All lines from the one containing "nacx: Same comment about" down to the one containing "nacx: Fail the", both ends included, are to be given again exactly; omit the rest of the listing below.

Segment Start: PROVIDED MATERIAL

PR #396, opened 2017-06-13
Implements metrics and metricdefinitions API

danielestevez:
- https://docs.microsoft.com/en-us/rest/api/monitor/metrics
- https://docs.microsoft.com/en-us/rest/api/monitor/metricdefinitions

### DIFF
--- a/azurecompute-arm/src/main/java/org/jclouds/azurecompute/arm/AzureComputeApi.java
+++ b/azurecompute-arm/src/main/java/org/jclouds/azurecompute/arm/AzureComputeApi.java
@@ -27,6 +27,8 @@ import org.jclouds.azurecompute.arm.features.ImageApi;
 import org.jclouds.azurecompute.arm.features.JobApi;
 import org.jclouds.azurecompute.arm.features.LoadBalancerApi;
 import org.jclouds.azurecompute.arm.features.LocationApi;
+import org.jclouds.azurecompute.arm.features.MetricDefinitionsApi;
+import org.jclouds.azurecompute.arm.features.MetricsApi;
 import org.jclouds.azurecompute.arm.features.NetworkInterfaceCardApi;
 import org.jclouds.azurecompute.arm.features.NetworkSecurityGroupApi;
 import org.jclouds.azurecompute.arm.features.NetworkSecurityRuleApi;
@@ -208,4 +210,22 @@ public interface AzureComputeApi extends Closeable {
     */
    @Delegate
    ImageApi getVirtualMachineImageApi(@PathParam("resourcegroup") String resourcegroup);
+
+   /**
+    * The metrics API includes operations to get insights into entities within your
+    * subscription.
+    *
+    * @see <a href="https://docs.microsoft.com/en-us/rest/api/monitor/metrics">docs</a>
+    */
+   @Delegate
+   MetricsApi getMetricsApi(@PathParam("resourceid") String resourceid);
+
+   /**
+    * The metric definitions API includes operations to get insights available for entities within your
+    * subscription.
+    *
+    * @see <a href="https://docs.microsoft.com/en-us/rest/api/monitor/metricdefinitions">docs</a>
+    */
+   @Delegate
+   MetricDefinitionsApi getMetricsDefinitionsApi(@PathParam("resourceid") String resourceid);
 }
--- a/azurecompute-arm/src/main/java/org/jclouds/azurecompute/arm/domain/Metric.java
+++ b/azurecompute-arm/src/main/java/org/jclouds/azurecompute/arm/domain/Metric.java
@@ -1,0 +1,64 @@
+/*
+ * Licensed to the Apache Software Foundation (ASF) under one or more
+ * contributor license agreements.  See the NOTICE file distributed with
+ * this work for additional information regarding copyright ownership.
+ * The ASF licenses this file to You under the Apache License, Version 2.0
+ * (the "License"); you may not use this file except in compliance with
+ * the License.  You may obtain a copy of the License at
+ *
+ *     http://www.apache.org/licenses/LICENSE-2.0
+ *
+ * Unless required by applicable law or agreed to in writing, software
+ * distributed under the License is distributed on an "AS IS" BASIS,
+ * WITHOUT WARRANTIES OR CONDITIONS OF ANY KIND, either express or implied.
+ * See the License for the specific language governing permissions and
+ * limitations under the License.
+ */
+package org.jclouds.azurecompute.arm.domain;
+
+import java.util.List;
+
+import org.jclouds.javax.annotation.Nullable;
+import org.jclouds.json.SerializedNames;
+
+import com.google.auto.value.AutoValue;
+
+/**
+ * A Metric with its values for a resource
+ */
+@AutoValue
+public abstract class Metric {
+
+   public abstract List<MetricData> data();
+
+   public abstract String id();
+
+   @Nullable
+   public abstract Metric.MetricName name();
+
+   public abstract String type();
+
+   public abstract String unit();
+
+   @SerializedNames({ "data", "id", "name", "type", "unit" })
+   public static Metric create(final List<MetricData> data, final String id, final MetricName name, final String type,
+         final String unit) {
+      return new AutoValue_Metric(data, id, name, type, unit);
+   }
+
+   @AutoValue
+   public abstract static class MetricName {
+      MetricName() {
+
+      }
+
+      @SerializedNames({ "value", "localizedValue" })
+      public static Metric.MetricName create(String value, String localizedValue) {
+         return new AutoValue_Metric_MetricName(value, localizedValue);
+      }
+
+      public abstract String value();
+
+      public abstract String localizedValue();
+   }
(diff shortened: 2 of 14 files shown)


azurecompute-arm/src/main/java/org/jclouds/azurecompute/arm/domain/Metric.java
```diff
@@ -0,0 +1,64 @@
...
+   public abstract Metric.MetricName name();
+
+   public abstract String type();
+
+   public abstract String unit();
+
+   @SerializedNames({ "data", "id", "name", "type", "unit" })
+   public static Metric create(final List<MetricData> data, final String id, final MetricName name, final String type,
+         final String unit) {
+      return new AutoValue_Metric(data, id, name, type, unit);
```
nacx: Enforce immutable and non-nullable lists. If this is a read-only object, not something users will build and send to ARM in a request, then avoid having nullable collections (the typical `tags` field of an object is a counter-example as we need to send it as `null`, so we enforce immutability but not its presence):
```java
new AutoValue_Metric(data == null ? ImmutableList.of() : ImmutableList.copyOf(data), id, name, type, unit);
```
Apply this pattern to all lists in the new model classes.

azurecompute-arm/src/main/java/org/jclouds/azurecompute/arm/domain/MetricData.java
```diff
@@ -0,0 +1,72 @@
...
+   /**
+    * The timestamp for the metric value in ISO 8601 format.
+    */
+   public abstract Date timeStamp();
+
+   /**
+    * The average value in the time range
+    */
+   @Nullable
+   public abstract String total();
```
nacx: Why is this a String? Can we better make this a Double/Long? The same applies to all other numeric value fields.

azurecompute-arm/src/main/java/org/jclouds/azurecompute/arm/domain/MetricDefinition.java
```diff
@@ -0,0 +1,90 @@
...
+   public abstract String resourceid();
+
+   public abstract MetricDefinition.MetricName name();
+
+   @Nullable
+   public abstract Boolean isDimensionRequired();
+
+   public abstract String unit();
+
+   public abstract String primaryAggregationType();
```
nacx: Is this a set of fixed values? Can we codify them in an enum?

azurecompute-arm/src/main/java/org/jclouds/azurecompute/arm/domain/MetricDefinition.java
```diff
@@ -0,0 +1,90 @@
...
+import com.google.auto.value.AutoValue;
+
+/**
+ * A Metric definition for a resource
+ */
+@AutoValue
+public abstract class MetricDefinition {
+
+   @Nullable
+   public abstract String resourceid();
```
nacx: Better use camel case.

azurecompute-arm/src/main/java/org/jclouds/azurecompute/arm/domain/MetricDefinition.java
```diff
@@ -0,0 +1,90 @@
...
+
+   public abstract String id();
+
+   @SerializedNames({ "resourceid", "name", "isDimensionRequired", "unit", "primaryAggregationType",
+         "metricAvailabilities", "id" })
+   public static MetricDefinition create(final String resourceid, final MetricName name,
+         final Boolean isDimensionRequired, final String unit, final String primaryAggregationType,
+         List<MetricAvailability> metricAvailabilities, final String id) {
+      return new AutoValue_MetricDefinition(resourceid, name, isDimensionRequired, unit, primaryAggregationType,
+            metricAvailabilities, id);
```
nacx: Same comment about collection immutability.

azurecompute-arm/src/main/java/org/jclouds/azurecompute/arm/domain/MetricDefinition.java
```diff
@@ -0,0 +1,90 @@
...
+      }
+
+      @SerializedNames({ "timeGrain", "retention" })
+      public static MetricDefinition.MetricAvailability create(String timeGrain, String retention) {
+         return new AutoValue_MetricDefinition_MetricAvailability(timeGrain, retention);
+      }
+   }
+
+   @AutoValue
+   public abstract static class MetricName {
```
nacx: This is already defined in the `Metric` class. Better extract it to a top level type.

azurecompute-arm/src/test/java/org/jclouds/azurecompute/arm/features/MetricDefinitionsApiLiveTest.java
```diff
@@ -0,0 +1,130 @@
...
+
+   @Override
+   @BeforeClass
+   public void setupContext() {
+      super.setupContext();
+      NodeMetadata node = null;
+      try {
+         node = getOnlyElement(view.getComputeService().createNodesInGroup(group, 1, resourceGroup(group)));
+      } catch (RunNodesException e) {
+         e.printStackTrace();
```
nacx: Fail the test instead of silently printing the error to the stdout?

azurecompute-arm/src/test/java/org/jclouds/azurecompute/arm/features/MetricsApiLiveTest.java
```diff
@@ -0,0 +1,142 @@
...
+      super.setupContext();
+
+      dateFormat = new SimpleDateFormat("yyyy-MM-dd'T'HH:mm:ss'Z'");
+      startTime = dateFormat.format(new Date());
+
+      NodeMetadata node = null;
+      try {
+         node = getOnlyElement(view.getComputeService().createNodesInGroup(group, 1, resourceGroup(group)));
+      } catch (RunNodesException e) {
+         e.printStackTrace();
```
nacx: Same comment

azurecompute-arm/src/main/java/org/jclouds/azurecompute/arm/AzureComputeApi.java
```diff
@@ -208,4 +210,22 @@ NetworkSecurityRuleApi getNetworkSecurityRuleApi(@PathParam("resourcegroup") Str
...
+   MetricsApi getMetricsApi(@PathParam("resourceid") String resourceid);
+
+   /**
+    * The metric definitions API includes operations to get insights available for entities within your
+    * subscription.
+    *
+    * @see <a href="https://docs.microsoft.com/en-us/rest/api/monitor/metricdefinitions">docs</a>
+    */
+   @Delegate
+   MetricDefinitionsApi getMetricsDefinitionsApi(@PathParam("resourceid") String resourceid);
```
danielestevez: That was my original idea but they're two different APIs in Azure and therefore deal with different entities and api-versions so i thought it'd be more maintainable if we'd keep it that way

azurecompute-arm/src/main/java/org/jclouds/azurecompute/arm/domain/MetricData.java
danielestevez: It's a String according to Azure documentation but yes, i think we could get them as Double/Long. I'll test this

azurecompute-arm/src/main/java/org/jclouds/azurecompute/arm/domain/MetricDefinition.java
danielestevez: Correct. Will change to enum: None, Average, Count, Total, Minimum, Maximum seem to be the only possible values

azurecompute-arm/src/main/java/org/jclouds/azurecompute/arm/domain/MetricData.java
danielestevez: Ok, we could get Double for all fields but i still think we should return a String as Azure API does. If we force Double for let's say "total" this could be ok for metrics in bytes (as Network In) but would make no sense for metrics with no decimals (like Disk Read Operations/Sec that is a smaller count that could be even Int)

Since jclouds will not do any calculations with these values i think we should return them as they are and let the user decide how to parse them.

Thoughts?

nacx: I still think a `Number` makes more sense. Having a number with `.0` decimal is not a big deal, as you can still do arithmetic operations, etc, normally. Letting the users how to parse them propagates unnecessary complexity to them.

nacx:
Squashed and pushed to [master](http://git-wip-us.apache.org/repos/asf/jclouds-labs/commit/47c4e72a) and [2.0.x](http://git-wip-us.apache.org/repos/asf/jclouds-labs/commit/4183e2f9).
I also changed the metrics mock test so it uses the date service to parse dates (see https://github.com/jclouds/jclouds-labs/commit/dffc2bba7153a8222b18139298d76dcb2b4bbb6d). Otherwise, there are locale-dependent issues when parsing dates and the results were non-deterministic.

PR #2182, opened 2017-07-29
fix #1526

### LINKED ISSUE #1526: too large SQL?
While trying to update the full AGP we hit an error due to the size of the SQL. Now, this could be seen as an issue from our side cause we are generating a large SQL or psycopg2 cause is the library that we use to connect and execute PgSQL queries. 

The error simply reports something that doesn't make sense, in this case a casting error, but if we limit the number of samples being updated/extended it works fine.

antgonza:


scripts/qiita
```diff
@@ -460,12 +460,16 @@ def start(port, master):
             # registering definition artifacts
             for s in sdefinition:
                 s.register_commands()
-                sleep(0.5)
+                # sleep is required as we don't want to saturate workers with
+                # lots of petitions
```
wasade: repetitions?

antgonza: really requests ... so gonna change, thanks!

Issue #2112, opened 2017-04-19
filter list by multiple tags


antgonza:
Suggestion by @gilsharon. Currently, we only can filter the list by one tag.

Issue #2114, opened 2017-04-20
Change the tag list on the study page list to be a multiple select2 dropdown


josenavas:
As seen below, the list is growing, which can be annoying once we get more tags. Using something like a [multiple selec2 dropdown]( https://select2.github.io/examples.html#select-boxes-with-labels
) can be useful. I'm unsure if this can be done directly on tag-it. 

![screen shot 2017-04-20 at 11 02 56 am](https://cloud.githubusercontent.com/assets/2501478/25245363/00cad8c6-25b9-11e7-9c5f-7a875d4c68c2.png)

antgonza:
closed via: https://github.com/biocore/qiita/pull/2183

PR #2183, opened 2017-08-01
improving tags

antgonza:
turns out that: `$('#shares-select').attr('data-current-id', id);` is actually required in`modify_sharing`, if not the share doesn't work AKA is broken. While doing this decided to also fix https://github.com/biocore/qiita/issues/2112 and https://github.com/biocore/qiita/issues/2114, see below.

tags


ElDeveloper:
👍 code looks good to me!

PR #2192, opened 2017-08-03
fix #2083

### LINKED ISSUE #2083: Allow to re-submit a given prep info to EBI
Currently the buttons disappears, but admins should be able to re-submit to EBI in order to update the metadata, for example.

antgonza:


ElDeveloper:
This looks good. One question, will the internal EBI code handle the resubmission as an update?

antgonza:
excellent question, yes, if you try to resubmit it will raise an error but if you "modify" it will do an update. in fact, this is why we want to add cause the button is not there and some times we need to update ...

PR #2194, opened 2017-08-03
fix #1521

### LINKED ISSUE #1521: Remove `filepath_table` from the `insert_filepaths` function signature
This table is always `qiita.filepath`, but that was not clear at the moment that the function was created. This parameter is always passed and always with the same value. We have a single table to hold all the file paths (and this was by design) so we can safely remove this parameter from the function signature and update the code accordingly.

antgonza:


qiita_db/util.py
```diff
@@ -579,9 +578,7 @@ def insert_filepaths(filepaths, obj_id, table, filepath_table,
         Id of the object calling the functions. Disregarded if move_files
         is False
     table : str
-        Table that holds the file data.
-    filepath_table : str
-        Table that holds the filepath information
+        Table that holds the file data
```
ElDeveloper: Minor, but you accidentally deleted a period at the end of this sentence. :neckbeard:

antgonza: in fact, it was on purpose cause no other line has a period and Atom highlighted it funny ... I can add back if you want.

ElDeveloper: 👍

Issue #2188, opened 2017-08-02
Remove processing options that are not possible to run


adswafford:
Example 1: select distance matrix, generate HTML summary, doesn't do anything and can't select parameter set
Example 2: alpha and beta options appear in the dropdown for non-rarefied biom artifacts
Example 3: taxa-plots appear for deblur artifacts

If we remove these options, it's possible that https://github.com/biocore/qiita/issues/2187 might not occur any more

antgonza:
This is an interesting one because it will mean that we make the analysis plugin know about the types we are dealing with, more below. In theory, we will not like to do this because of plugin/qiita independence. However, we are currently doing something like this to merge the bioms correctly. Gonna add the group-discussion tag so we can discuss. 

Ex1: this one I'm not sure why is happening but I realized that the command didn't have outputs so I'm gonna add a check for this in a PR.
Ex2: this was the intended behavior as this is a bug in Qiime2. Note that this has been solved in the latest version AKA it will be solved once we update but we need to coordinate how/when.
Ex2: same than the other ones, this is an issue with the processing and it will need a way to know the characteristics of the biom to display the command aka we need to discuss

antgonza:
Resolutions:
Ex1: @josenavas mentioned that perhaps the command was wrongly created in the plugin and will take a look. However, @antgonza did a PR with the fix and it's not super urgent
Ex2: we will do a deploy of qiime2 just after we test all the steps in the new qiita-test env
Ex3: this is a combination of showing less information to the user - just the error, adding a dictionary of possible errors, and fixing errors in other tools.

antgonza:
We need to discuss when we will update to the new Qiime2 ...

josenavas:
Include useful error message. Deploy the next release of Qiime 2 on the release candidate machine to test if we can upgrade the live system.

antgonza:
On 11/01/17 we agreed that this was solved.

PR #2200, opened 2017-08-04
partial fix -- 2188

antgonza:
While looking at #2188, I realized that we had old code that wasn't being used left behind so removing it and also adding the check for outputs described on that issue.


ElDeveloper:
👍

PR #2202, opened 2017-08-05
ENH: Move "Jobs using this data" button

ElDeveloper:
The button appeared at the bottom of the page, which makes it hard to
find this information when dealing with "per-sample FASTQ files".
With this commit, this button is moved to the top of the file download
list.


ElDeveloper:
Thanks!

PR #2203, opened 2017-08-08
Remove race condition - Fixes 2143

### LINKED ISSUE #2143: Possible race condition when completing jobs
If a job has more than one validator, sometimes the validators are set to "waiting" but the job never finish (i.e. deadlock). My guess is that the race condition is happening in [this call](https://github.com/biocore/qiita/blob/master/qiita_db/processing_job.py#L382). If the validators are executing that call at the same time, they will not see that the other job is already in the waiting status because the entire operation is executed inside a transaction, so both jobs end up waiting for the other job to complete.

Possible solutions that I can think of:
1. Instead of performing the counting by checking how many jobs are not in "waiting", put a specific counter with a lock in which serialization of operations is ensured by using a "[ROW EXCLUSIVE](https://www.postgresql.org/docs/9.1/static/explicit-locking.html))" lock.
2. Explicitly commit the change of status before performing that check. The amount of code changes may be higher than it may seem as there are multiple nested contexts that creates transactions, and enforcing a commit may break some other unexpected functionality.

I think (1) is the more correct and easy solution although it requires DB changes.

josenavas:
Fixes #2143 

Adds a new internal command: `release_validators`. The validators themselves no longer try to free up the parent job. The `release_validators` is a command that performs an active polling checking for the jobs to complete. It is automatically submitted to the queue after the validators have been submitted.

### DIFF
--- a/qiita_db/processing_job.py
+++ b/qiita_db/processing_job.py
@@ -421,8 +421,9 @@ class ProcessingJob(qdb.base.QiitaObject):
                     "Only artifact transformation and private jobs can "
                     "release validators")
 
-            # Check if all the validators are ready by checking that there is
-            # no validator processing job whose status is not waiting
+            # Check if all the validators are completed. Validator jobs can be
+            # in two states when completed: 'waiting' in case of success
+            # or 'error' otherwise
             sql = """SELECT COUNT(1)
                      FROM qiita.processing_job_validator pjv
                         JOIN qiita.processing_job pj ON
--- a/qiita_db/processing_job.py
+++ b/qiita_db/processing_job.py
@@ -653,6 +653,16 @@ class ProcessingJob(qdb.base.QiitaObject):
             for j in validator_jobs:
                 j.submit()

Segment End: PROVIDED MATERIAL

◆ RESULT FOR THIS EXERCISE ◆
nacx: Same comment about collection immutability.

azurecompute-arm/src/main/java/org/jclouds/azurecompute/arm/domain/MetricDefinition.java
```diff
@@ -0,0 +1,90 @@
...
+      }
+
+      @SerializedNames({ "timeGrain", "retention" })
+      public static MetricDefinition.MetricAvailability create(String timeGrain, String retention) {
+         return new AutoValue_MetricDefinition_MetricAvailability(timeGrain, retention);
+      }
+   }
+
+   @AutoValue
+   public abstract static class MetricName {
```
nacx: This is already defined in the `Metric` class. Better extract it to a top level type.

azurecompute-arm/src/test/java/org/jclouds/azurecompute/arm/features/MetricDefinitionsApiLiveTest.java
```diff
@@ -0,0 +1,130 @@
...
+
+   @Override
+   @BeforeClass
+   public void setupContext() {
+      super.setupContext();
+      NodeMetadata node = null;
+      try {
+         node = getOnlyElement(view.getComputeService().createNodesInGroup(group, 1, resourceGroup(group)));
+      } catch (RunNodesException e) {
+         e.printStackTrace();
```
nacx: Fail the test instead of silently printing the error to the stdout?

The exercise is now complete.